Явился Шамардин, принес приглашения, составленные витиевато и длинно, с этакой уездной церемонностью. Пепеляев достал карандаш и вычеркнул лишние слова, затемняющие смысл. Прибыть, и никакой сахарной водицы. Затем велел разослать приглашения с вестовыми. Вместе с Шамардиным вышел в коридор, подозвал другого адъютанта, любимого, поручика Валетко. Тот щелкнул каблуками, но не козырнул — накануне был ранен в правую руку, она висела на перевязи. Ему приказано было к шестнадцати ноль — ноль привести и построить на улице, под окнами каминной залы, первую роту юнкерского батальона.

Обстоятельный Валетко спросил, как именно следует построить роту.

— В две шеренги, повзводно, — сказал Пепеляев.

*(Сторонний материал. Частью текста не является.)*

PR #6551, opened 2026-09-15
docs(limit-ip): correct what the temporary disconnect can actually do

BlindMaster24:
## What the comment claimed vs what the core does

`disconnectClientTemporarily` said it "removes and re-adds a client to **force disconnect** banned connections", and the call site repeated it ("Remove user to disconnect all connections"). Reading the core at the version this repo pins, removal cannot end a live session for any protocol the function's gate admits:

| protocol (gate at `check_client_ip_job.go:644`) | what `RemoveUser` reaches |
|---|---|
| vless | `proxy/vless/inbound/inbound.go:245` — `RemoveReverse` + `validator.Del(e)` |
| vmess | `proxy/vmess/inbound/inbound.go:177` — `usersByEmail.Remove(email)` + `clients.Remove(email)` |
| trojan | `proxy/trojan/server.go:124` — `validator.Del(e)` |
| shadowsocks | `proxy/shadowsocks/server.go:62` — `validator.Del(e)` |
| hysteria | `proxy/hysteria/server.go:66` → `account/config.go:64-76` — deletes the auth and the uuid from two maps |

Every one of them touches a credential store. A session was validated once at handshake and lives in its own goroutine afterwards, so it never consults that store again. The core exposes exactly two user operations — `AddUserOperation` and `RemoveUserOperation` (`app/proxyman/command/command.proto`) — and no `KickUser`, `DisconnectUser` or `CloseUserConnections` exists anywhere in the module. There is no API that closes one client's session.

What actually enforces the IP limit is one layer down: the job logs `[LIMIT_IP] Email = ... || Disconnecting OLD IP = ...` (`:561`) for the fail2ban `failregex` documented right above it (`:557`, installed by `x-ui.sh` / `DockerEntrypoint.sh`), so the banned IP is dropped in the kernel. The remove-and-re-add is a nudge at best: it makes new handshakes fail for those 100 ms.

This is the same root as #6533, which I fixed separately in #6550: the panel can only end a session by replacing the process that owns it.

## What this PR changes

Comments only — three of them:

* the function doc now says it drops the credential for a moment so new handshakes are refused, and that fail2ban is what ends live traffic;
* the call site says `RemoveUser` only clears the validator, naming the five protocols;
* "Wait a moment for disconnection to take effect" became "Keep the credential out long enough for the core to apply the removal".

Behaviour, the protocol gate and `TestDisconnectClientTemporarilyAllowsHysteria` are untouched — that test pins the *gate*, and its own comment ("the skip left over-limit Hysteria2 sessions alive until the fail2ban ban caught up") is compatible with what I describe here: the ban is what ends the session.

## If you want a real immediate disconnect

Three options, my recommendation first:

1. **Leave it to fail2ban and delete the RPC + sleep.** The kernel drop is already the enforcement; then `disconnectClientTemporarily` and its test can go, saving a gRPC round trip and 100 ms per banned client per scan. Needs your say-so because it removes a feature-shaped call.
2. **Restart Xray per violation** — this is what #6550 does for a manual disable, but a cron that can fire for several clients per tick makes a full process restart expensive and disruptive, so I did not do it here.
3. **Ask upstream for a kick API.** Nothing in the panel can substitute for it.

## Verification

* `go test ./internal/web/job` — green (local run through a `-overlay` supplying a pure-Go SQLite driver; the tree's `go.mod`/`go.sum` are unchanged), including `TestDisconnectClientTemporarilyAllowsHysteria`.
* `gofmt -l` clean; the change is comment-only, so no runtime behaviour is claimed and no red-first test applies.

Not verified, stated plainly: this is a reading of the pinned `xray-core` sources, not a reproduction. I have no Xray binary in this environment (`XRAY_E2E_BINARY` unset), so I did not observe a live session surviving a removal — I observed that nothing in the code path could end one. If you want that settled empirically before deciding between the options above, say so and I will build the test.


BlindMaster24:
Round-1 findings, all three answered in e9b31c1a.

**LOW `check_client_ip_job.go:668` — "only clears its validator" is wrong for vless.** Corrected: the comment now says the validator is cleared and a session already up keeps running, **except vless**, where the removal also drops a reverse handler (`proxy/vless/inbound/inbound.go:245-247`). I read the same lines you did; the sentence no longer presents the RPC as a harmless credential flip.

**LOW `check_client_ip_job.go:675` — the sleep was documented as waiting for the core.** Corrected: `AlterInbound` applies `RemoveUserOperation` inline, so nothing is pending when the sleep starts, and the comment now says the 100 ms only widens the window in which new handshakes fail — which is what this PR's description claims and what the code does. Whether the sleep should exist at all is the maintainer's call and this change does not make it.

**HIGH pre-existing `check_client_ip_job.go:678` — a vless reverse client loses its tunnel.** Recorded, not fixed here — this PR touches three comment blocks and nothing else, and the repair is a behaviour change in a different place than the sentences it corrects. The shape I would use, if you agree: gate the disconnect cycle on the client carrying a reverse tag (the data is already in `clientConfig["reverse"]` / `model.Client.Reverse`) and skip the remove/re-add for it, since `buildUserAccount` (`internal/xray/api.go:544-579`) drops `Reverse` and the re-added account therefore fails `GetReverse` until a restart. `internal/xray/hot_diff.go:124-127` is the existing precedent for refusing to hot-swap a reverse client, so the gate belongs on the same idea, not in `buildUserAccount` alone. Kept as a separate change rather than folded into a docs PR.

Gate on this head: `go test -overlay <pure-Go SQLite rig> ./internal/web/job -count=1` → `ok 8.459s` (the `limit_ip_disconnect_test.go` protocol-gate tests included); `gofmt` clean; all three comment blocks are two lines or fewer.

PR #6553, opened 2026-09-15
fix(limit-ip): leave a reverse client out of the temporary disconnect

BlindMaster24:
## What breaks today

`disconnectClientTemporarily` handles an over-limit client by removing it from the running Xray and adding it back 100 ms later (`internal/web/job/check_client_ip_job.go:669-685`). For a **vless client with a reverse config** that cycle cannot be undone:

1. `RemoveUser` → `proxy/vless/inbound/inbound.go:246` → `RemoveReverse` (`:219-226`) → `outboundHandlerManager.RemoveHandler(a.Reverse.Tag)` (`app/proxyman/outbound/outbound.go:131-146`): the reverse outbound handler is deleted from the tag table.
2. `AddUser` → `buildUserAccount` (`internal/xray/api.go:544-579`) builds `vless.Account{Id, Flow, Testseed, Testpre}` — no `Reverse`, even though the client config carries one.
3. On reconnect `GetReverse` (`inbound.go:193-201`) reads the account from the validator, finds no reverse and fails with *"reverse: user … is not allowed to create reverse proxy"*; the handler is never rebuilt, so the tunnel stays down until Xray restarts.
4. `inbound.go:542-544` rejects forward-proxy use *"for safety reasons"* only while `account.Reverse != nil`, so after step 2 that guard no longer fires for this client either.

Reachable without unusual steps: the reverse handshake goes through `dispatcher.WrapLink`, which calls `trackOnlineIP` with the user's email and source IP — the same online-IP data this job scans — so a reverse client with **Limit IP** set is a normal candidate for a temporary disconnect.

The repo already encodes this constraint elsewhere: `internal/xray/hot_diff.go:124-127` refuses to hot-swap an inbound when `inboundHasReverseClient` and forces a full restart, with a comment saying why. This job had no equivalent gate.

## The change

Skip the cycle for a client whose config carries `reverse`, and log the skip instead of doing it silently:

```go
if reverseClient {
    logger.Warningf("[LIMIT_IP] Not disconnecting %s: its reverse proxy config does not survive a temporary removal", clientEmail)
    return
}
```

What this trades, explicitly: for a reverse client the limit violation stays until the fail2ban ban catches up, which is what actually ends live traffic anyway (the removal only refuses *new* handshakes for 100 ms). Breaking a tunnel that needs an Xray restart to come back is the worse of the two, and it was silent.

The alternative — carrying `reverse` through `buildUserAccount` so the re-added account keeps it — is not in this PR: the removed outbound handler is not rebuilt by an account field alone, so that fix needs the core's behaviour verified against a live Xray (`XRAY_E2E_BINARY`), and it would change the account shape for every vless add.

`TestDisconnectClientTemporarilySkipsReverseClient` drives the function with a DB and a vless client carrying `reverse`, then asserts on the log: with the skip neutralised it fails because the client *is* removed and re-added:

```
--- FAIL: TestDisconnectClientTemporarilySkipsReverseClient (0.21s)
```

Green after the change, and it asserts the skip is *reported* (`Not disconnecting <email>`), not silent — the existing `TestDisconnectClientTemporarilyAllowsHysteria` still passes, so the protocol gate is untouched.

## Gate

* `go test ./internal/web/job -shuffle=on` — green, 9.9 s (local run through an `-overlay` supplying a pure-Go SQLite driver; `go.mod`/`go.sum` are unchanged).
* `gofmt` clean; both comment blocks within the 2-line cap.
* Not covered: nothing here runs against a real core, so the core-side chain above is a reading of the pinned module source, not a reproduction.


BlindMaster24:
Fixed in `e696699c`.

The block was three lines against the 2-line cap this repo sets, and the PR
description claimed otherwise — the description is corrected in the same breath,
so the assertion now matches the code. Nothing else in the PR touches a comment
block over the limit; the reworded block and the test's own block are both at 2.

## MEDIUM pre-existing — confirmed, and it is not this job's to fix

You are right, and I can add the `file:line` for the half you flagged as
unverified. `trafficAddUser` builds its account map from
`internal/web/service/inbound_traffic.go:723-731`, and the field list you quoted
is exactly what it carries — but even carrying `reverse` there would not be
enough: `buildUserAccount` (`internal/xray/api.go:544-579`) never reads
`Reverse` at all and emits no `reverse` key, so the handler could not come back
on this path whatever the caller passed. The fix therefore lands in two places
(`buildUserAccount` plus whatever re-adds the account), which is wider than the
one-gate change this PR is and reaches callers well outside the LIMIT_IP job.

Left in place as you classified it: pre-existing, reported rather than fixed
here, and the natural subject of its own change on the traffic-apply side.

**Gate on this head:** `internal/web/job` and `internal/xray` green (DB-backed
job test through the same local pure-Go SQLite overlay used earlier on this PR).
CI on `e696699c` is running; I will not merge before it and the next review round
are clean.

BlindMaster24:
@claude review

BlindMaster24:
## Round-1 LOW — resolved

Confirmed by your own round 2 (`e696699`, both blocks at `check_client_ip_job.go:656-657` and `:676-677`). Nothing to add.

## MEDIUM pre-existing — the client-edit path: confirmed, and I can now name the fix

You are right that it is a second defect, not the same one. I went back into the
pinned core for both, and your core-side premise (unverifiable in your sandbox,
as you flagged both rounds) is **not** the blocker I described last round — the
handler *can* come back without a restart, and the missing piece is one field:

- `Handler.AddUser` is only `h.validator.Add(u)` (`xray-core/proxy/vless/inbound/inbound.go:233`).
- `Handler.RemoveUser` → `RemoveReverse` → `outboundHandlerManager.RemoveHandler` (`:245`, `:219-227`) — your reading of the loss is correct.
- `Handler.GetReverse` (`:193-205`) rebuilds the handler from the **stored**
  account's `a.Reverse.Tag` when the client next opens a reverse-command
  connection, and it looks that account up through the validator — so a re-added
  account carrying `reverse` gets its handler back on the next reverse dial,
  while an account without the field is permanently refused at `:199-201`
  (`user ... is not allowed to create reverse proxy`).

So the repair is to carry `reverse` into the account on every remove/re-add path:
`buildUserAccount` (`internal/xray/api.go:544-579`) plus the three callers your
two rounds found (`inbound_traffic.go:723-731`, `client_inbound_apply.go:1021-1041`,
`client_bulk.go:1828`). That is a change to the account shape for **every** vless
`AddUser`, across the traffic, client-apply and bulk subsystems — three of them,
each with its own red-first test — which is why it is not going in here rather
than a reason it cannot be done. Recorded as pre-existing; it is the subject of
its own change.

## MEDIUM pre-existing — the `go-test` red: a flake, and half of your diagnosis does not hold

Agreed that it is nondeterministic and not this PR's doing; two corrections to
the evidence.

- **The `:58911` collision is not the handout racing itself.** It is a fixture:
  `internal/amneziawgnet/portfwd_test.go:191-192` holds `collidingPort` open on
  purpose to prove `Reconcile` tolerates a failing bind, so its `address already
  in use` line is the test working, not a fault. Reading it as evidence of a
  race between tests is the one claim in this review I think is wrong.
- **The `:58930` collision is a real flake but not reproducible from this
  change.** The delta on this head is a two-line comment (§ above), so attempt 1
  and the green run at `234d479` are the same machine code; I also ran
  `TestForwardedPortsOnlyChangeStillReconcilesPortForwards` five times shuffled
  on a local machine, all green, and attempt 2 of the same workflow concluded
  success. Nothing in this PR touches `internal/amneziawgnet`.

Not fixed, and not something to fix inside a PR about LIMIT_IP: it is a
fixed-port test (`manager_test.go:289`) whose runner-level collision deserves its
own investigation, and I am reporting it here rather than sweeping it into this
branch.

PR #6554, opened 2026-09-15
fix(ports): refuse an inbound on a port an AmneziaWG peer forwards

BlindMaster24:
## What breaks today

An AmneziaWG peer's `forwardedPorts` are bound by the forward listener on every interface — TCP and UDP, one listener per port (`internal/amneziawgnet/portfwd.go`, `attachTCP`/`attachUDP`). Nothing compares that list with an ordinary inbound's port:

* `checkPortConflictTx` matches the port against other rows' `port` column and against derived SOCKS relay ports — a forwarded port is neither, and it is not a column at all (`internal/web/service/port_conflict.go:245-274`, `:278-307`).
* `checkForwardedPortsConflict` (`internal/web/service/inbound_amneziawg.go:367-397`) does know about them, but it is reached only from the AmneziaWG save paths (`inbound.go:1262`, `client_inbound_apply.go:470`, `:540`, `:772`, `:909`) and only in the other direction: it checks the *client's* forwards against inbounds that already exist.

Trigger: an AmneziaWG inbound has a client with `forwardedPorts` containing 8443; a VLESS inbound is then created (or enabled — see #6549) on 8443. Every guard passes. On the forward side the loser logs a warning and returns `nil`, leaving the peer's forward silently dead (`internal/amneziawgnet/portfwd.go:287-291`); on the Xray side the inbound fails its listen.

## The change

`checkPortConflictTx` now resolves the owner of the port the same way the relay-slot checks next to it do — same host, peers derived from the stored settings through the shared `amneziawg.InstanceFromInbound` — and refuses with a message that names the peer:

```
port 8443 (tcp) already forwarded on inbound 'awg-forward' (#1) on * by its client awg-forward@relay-window
```

Placing it inside `checkPortConflictTx` is deliberate: that is the function both save paths (`AddInbound`, `UpdateInbound`) and the enable check added in #6549 call, so the new direction is enforced at every point where a row's ports can enter the running config — and only for rows on the same host, since the forward listener runs where the AmneziaWG row runs.

`TestAddInboundRefusesAPortAnAmneziaWGPeerForwards` seeds an enabled AmneziaWG row whose client forwards 8443 and creates a VLESS row on it. With the new check neutralised the create is *allowed*:

```
--- FAIL: TestAddInboundRefusesAPortAnAmneziaWGPeerForwards
    --- FAIL: TestAddInboundRefusesAPortAnAmneziaWGPeerForwards/the_forwarded_port
        port_conflict_forwarded_test.go:42: port 8443 is forwarded by a peer of another inbound; the create must be refused
```

Green after the change, with a free-port case in the same table, and `TestAddInboundAllowsANodeRowOnALocallyForwardedPort` pins the scoping that keeps a node row legal on a locally forwarded port.

## Gate

* `go test ./internal/web/service -shuffle=on` — green, 203 s (local run through an `-overlay` supplying a pure-Go SQLite driver; `go.mod`/`go.sum` are unchanged). All existing port-conflict, relay-window and enable-port tests included.
* `gofmt` clean; comments within the 2-line cap.
* Not covered here: PostgreSQL and the Xray gRPC end-to-end tests, as in the neighbouring PRs.


BlindMaster24:
Fixed in `81e63539`. All four LOWs, each red-first except the third, which is
not observable from a test; reasoning below.

### LOW `port_conflict.go:323` — owner set diverged from the listener set

Fixed. The lookup read `instance.Peers` + `ForwardedPortsInclude` while the
supervisor opens a socket only for a peer with an email, a port spec and a
target `desiredPeerTargets` resolves, so the two could disagree. Rather than
copy the gate, `internal/amneziawgnet/portfwd.go` now exposes
`ForwardedPortOwner(inst, port)` and `desiredPortForwardKeys` is built on the
same `forwardingPeers` helper — one definition of "this peer binds something",
used by both sides.

Both halves of your finding are covered by one new test,
`TestAddInboundAllowsAPortNoPeerCanActuallyForward`, which fails on the head you
reviewed:

- `a peer with no email` → was refused with the message you called out verbatim:
  `port 8443 (tcp) already used by inbound 'awg-forward' (#1) on *` — a row whose
  `port` column is 51820, nothing pointing at the forward, because `ForwardedBy`
  was `""` and `String()` took the generic branch.
- `an IPv6-only peer on a row without IPv6` → was refused although no listener
  opens.

With the gate shared, the owner is always a peer that really binds, so
`ForwardedBy` is never empty on this detail and the generic branch is no longer
reachable from here.

### LOW `port_conflict.go:320` — the detail repeated the candidate's address

Fixed: the detail now reports the wildcard bind the forward actually takes
(`Listen: ""` → `on *`), with the reason kept to two lines at the field.
`TestForwardedPortRefusalNamesTheWildcardBind` creates on `10.0.0.5` and asserts
` on * by its client `; before the fix it got
`... on 10.0.0.5 by its client awg-forward@relay-window`.

### LOW `port_conflict.go:303` — a failed `Find` read as "no conflict"

Fixed by changing the helper's signature to `(*portConflictDetail, error)` and
propagating at the call site, matching `checkAmneziawgnetSocksConflict` and the
two checks beside it. No test: a single failure of that one query is not
reachable without dialect-specific failure injection, and on this path it is not
even observable at the outer level — the statement immediately after it queries
the same table and would fail too, so the operator-visible outcome is already an
aborted save. Fixed as the error-handling defect it is and reported as such
rather than dressed up with a test that would pass either way.

### LOW `port_conflict_forwarded_test.go:13` — comment block

Fixed: 2 lines.

## MEDIUM pre-existing — partially closed by this change, remainder confirmed

Your path is now blocked at its entry point rather than left open.
`SetInboundEnable` runs `checkPortConflictTx` (`inbound.go:1586`), and the owner
lookup this PR added runs inside it for the *ordinary* inbound being enabled, so
"enable an ordinary inbound onto a port an AWG peer forwards" is refused in both
save and enable directions, and the AWG-side spec can no longer be saved against
a disabled victim and then quietly collided with later — every ordering of
save/enable between the two rows now meets one of the two guards.

What remains, as you said, is a row that never went through those paths: a
hand-edited or legacy `settings` whose spec collides with an inbound enabled
afterwards, reached by enabling the AWG row itself, which passes its own id as
`ignoreId` and so is skipped by the forwarded-port lookup. Closing that means
reusing `checkAmneziaWGForwardedPorts` in the enable branch, which is a
deliberate decision about the enable path, not a repair to this lookup — left
`pre-existing` and recorded, exactly as you classified it.

One deliberate consequence worth naming, since it reads as a bug otherwise: the
owner lookup counts a *disabled* AWG row's stored spec, so a create onto a port
whose forward is dormant is refused. That mirrors `checkAmneziawgnetSocksConflict`,
which reserves a disabled row's id-derived slot for the same reason — the row
wants the port back the moment it is enabled, and the alternative is the losing
bind this whole family of guards exists to prevent.

**Gate on this head:** `internal/amneziawgnet`, `internal/amneziawg`,
`internal/web/service`, `internal/web/job`, `internal/xray`,
`internal/web/controller` — all green through the local pure-Go SQLite overlay.
The four `egress_domain_test.go` DNS tests fail on this machine both with and
without this change (verified by reverting it), which matches `go-test` being
green on the head you reviewed. CI on `81e63539` is running.

BlindMaster24:
@claude review

BlindMaster24:
Fixed in `35b7d9b6`.

The `desiredPortForwardKeys` doc block was the one of the three I reworded that
still ran to three lines; it is two now. Nothing else in the diff has a block
over the cap — checked mechanically over the added lines of all three commits,
not by eye.

Round 2's judgement on the disabled-row question matches what I intended, and I
have nothing to add to it: the check claims a port for a peer that cannot bind
it *yet*, and the narrower set would reopen the same hole in the other ordering.

BlindMaster24:
@claude review

PR #6558, opened 2026-09-15
fix(clients): keep a vless reverse client's handler across a re-add

BlindMaster24:
## The bug

`RemoveUser` does two things to a VLESS client: it drops the credential, and it
drops the client's reverse outbound handler (`RemoveReverse` →
`outboundManager.RemoveHandler`). Every live remove/re-add path in the panel
rebuilds the account from a hand-built map, and `buildUserAccount` read
`id`, `flow`, `testseed` and `testpre` — never `reverse`. So a reverse client
that was removed and added back could still authenticate, but its tunnel stayed
down until Xray restarted, with nothing logged. The account type is what decides
this: `GetReverse` refuses with `user … is not allowed to create reverse proxy`
when the stored account has no tag.

`claude`'s review of #6553 found the quota path; the same defect is on four
paths, all of which this PR fixes:

| Path | Trigger |
|---|---|
| `client_inbound_apply.go:1040` | editing a client (comment, expiry, totalGB, limitIp…) — the most ordinary action |
| `client_bulk.go:1802` | bulk re-enable from the client list |
| `inbound_traffic.go:727` | traffic reset: a depleted client is removed and re-added on every renewal |
| `client_inbound_apply.go:611`, `runtime/local.go` | adding a client to an inbound that already has one, and the local runtime adds both node-push paths go through |

The LIMIT_IP job is deliberately untouched: it now skips reverse clients entirely
(#6553), so it never removes one.

## The fix

`buildUserAccount` carries the tag, reading it from either shape a caller can
hold — the settings JSON object or the typed client value — via a small
`reverseTag` helper. The five account maps those paths build now include the
client's `reverse`, and the two identical maps in `internal/web/runtime/local.go`
became one `clientUserMap` so a field can no longer be missing from one of them
only.

Not changed, deliberately:

- The account shape for every other protocol, and for a vless client without a
  reverse — nothing is sent when the tag is empty.
- The hot-swap path in `internal/xray/hot_diff.go`, which already refuses to
  hot-swap any inbound carrying a reverse client and restarts instead.
- The four account maps that differ in which fields they carry (some omit
  WireGuard keys). Unifying them would change what a bulk enable sends to a
  WireGuard inbound, which is a behaviour change this fix does not need.

## Core chain, read from the pinned `xray-core`

Static reading of `xray-core@v1.260327.1-0.20260908222543-52a412d9e2f5`:

1. `AddUserOperation.ApplyInbound` → `op.User.ToMemoryUser()`
   (`app/proxyman/command/command.go:38-52`).
2. `User.GetTypedAccount()` deserialises the typed message into the registered
   `*vless.Account` (`common/protocol/user.go:8-24`).
3. `vless.Account.AsAccount()` copies `Reverse: a.Reverse` into the
   `MemoryAccount` the validator stores (`proxy/vless/account.go:24`).
4. `Handler.GetReverse` rebuilds the handler from the stored account's
   `Reverse.Tag` on the client's next reverse-command connection
   (`proxy/vless/inbound/inbound.go:193-205`).

No `-test`/live-core run backs this: `XRAY_E2E_BINARY` is set by no CI job, so
the chain is a reading of the module source, not a reproduction.

## Red first

Every test fails on the commit before the fix:

```
--- FAIL: TestBuildUserAccountCarriesTheReverseTag/settings_json_shape  the account carries reverse tag "", want "portal"
--- FAIL: TestBuildUserAccountCarriesTheReverseTag/typed_client_field   the account carries reverse tag "", want "portal"
--- FAIL: TestClientUserMapCarriesTheReverseTag                        the map carries reverse <nil>, want the client's own *ClientReverse
--- FAIL: TestClientEditKeepsTheReverseTag                             the re-add of rev-edit@example.test carries reverse <nil>, want its stored tag portal
--- FAIL: TestBulkReEnableKeepsTheReverseTag                           the re-add of rev-bulk@example.test carries reverse <nil>, want its stored tag portal
--- FAIL: TestTrafficResetKeepsTheReverseTag                           the re-add of rev-quota@example.test carries reverse <nil>, want its stored tag portal
--- FAIL: TestAddingClientsKeepsTheReverseTag                          the re-add of rev-add-second@example.test carries reverse <nil>, want its stored tag portal
```

The four service tests drive the real service methods (`ClientService.Update`,
`BulkSetEnable`, `ResetClientTraffic`, `AddInboundClient`) against a real temp
DB, with the runtime override recording the maps the panel would push.

## Gate

- `go test` over `internal/xray`, `internal/web/runtime`, `internal/web/service`,
  `internal/web/job`, `internal/web/controller` — green (the DB-backed service
  suite via an `-overlay` supplying a pure-Go SQLite driver; `go.mod`/`go.sum`
  are unchanged).
- `gofmt` clean, added comment blocks within the 2-line cap.
- Not covered here: the live-core behaviour above, and PostgreSQL
  (`postgres-durable-first` is the CI job that would).


BlindMaster24:
Right, and fixed in `67159b68` — the `local.go` hunk and its test are gone, the
file is back to its pre-PR state.

I verified the reachability claim rather than taking it on faith, and it holds
exactly as you described: `grep -rn "\.AddClient(\|\.UpdateUser(" ` over
`internal/` returns only those four sites, and each is on the node side —
`client_inbound_apply.go:641` sits in the `} else {` of `if oldInbound.NodeID ==
nil {` (`:579`), `:1066` and `client_bulk.go:1829` in its own `} else if push {`,
and `client_bulk.go:854` under `if oldInbound.NodeID != nil && !flowChanged …`
(`:835`). `Remote.AddUser` ignoring the map (`internal/web/runtime/remote.go:561`
→ `UpdateInbound`) closes it: on a node inbound the client arrives as a settings
snapshot and is applied by the node's own local branch, which is the map at
`client_inbound_apply.go:611`.

Two corrections to what I wrote, both yours: the extraction was over a dead path,
and the commit message's "the local runtime adds both node-push paths go through"
was simply wrong. The commit is not amended (it is already pushed), so the
history carries the mistake and its removal rather than a silent rewrite.

What the fix consists of after the removal — all four maps reachable through the
local branch, each with its own red-first test:

| Map | Path |
|---|---|
| `client_inbound_apply.go:611` | `AddInboundClient` on a local inbound |
| `client_inbound_apply.go:1050` | `UpdateInboundClient` — the client edit |
| `client_bulk.go:1802` | `bulkSetEnableInboundClients`, the re-enable |
| `inbound_traffic.go:732` | `resetClientTrafficLocked`, the quota renewal |

plus `buildUserAccount`, whose account-level test fails on both input shapes.
The service tests drive the real methods with the runtime boundary stubbed by a
recording `Runtime` override — the maps are observed where production would hand
them to `Local.AddUser`, which passes them straight through to
`xray.XrayAPI.AddUser`.

**Gate on this head:** `internal/xray`, `internal/web/runtime`,
`internal/web/service` green (`-shuffle=on`, DB suite through the local
pure-Go-SQLite overlay); `gofmt`/`go vet` clean. CI is re-running on `67159b68`.

BlindMaster24:
@claude review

Депутация с осетром по — прежнему топталась у ворот, он видел ее из окна канцелярии, видел, как Валетко, проходя мимо, остановился, долго щупал рыбину, уважительно заглядывая ей в пасть, потом левой рукой вынул из ножен шашку и шашкой измерил длину: получилось два лезвия без эфеса.

Пепеляев решил все же выйти к депутатам. Оказалось, однако, что никакие это не депутаты. Представляли они лишь сами себя; просто купец Калмыков с сынами и прихлебателями на всякий случай надумал засвидетельствовать почтение новой власти. Калмыков, сдернув с лысой головы собачий треух, ринулся было целовать генералу руку, но Пепеляев быстро убрал обе руки за спину, с хрустом сцепил пальцы. Сказал:

— Отнесите раненым в лазарет.

Одним осетром всю дивизию не накормишь, а для себя лично он никогда ничего не брал.

— Сей момент, ваше превосходительство, доставим, — кисло отвечал Калмыков.

— А вас, господин Калмыков, жду сегодня здесь, у себя. К шестнадцати ноль — ноль.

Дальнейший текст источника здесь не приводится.